Go over the listing below line by line, and return each one holding the string "doesn".

****

Issue #180, opened 2018-01-31
dockerized Beehive doesn't write into beehive.conf


HenryQW:
Creating bees in Beehive container doesn't write the conf into beehive.conf, therefore `/v1/bees` will always return an empty json of `{"bees":[]}`

This causes redirection to a blank page with console error when user has:

1. Clicked "Create Bee" on any creation page
2. Clicked any Bee on `chains/new/pickbee` page

<img width="476" alt="screen shot 2018-01-31 at 20 49 52" src="https://user-images.githubusercontent.com/5896343/35646805-4f701f9a-06c8-11e8-9deb-12fdeaaecee3.png">

sgama:
I believe this is still an issue.

I just pulled the latest image, tried to add both a Github Bee and a Twitter Bee and my page
```
/bees/all
```
Shows empty.

PR #181, opened 2018-01-31
Alpine based Beehive docker image

WangQiru:
Squashed docker image size from 802MB to 523MB.


WangQiru:
Note: this does not fix #180.

muesli:
Thanks for your contribution! I'm currently looking into #180, should hopefully have a fix soon.

PR #182, opened 2018-02-03
Remove duplicate code in Dockerfile

WangQiru:


docker/Dockerfile-alpine
```diff
@@ -7,7 +7,6 @@ ENV URL=http://localhost:8181
 
 # Install dependencies and beehive
 RUN apk add --no-cache git build-base --no-cache && \
-    go get github.com/muesli/beehive && \
```
WangQiru: Duplicated.

muesli:
Should have caught this myself. Thanks for the update!

PR #197, opened 2018-09-30
update Gopkg.lock (go-mastodon & linkheader were missing)

Horrendus:
Updated Gopkg.lock


muesli:
Thanks for the contribution, but as discussed a while ago we finally made the switch to Go modules. No more Gopkg.lock, hence.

****

Output of the task.
dockerized Beehive doesn't write into beehive.conf
Creating bees in Beehive container doesn't write the conf into beehive.conf, therefore `/v1/bees` will always return an empty json of `{"bees":[]}`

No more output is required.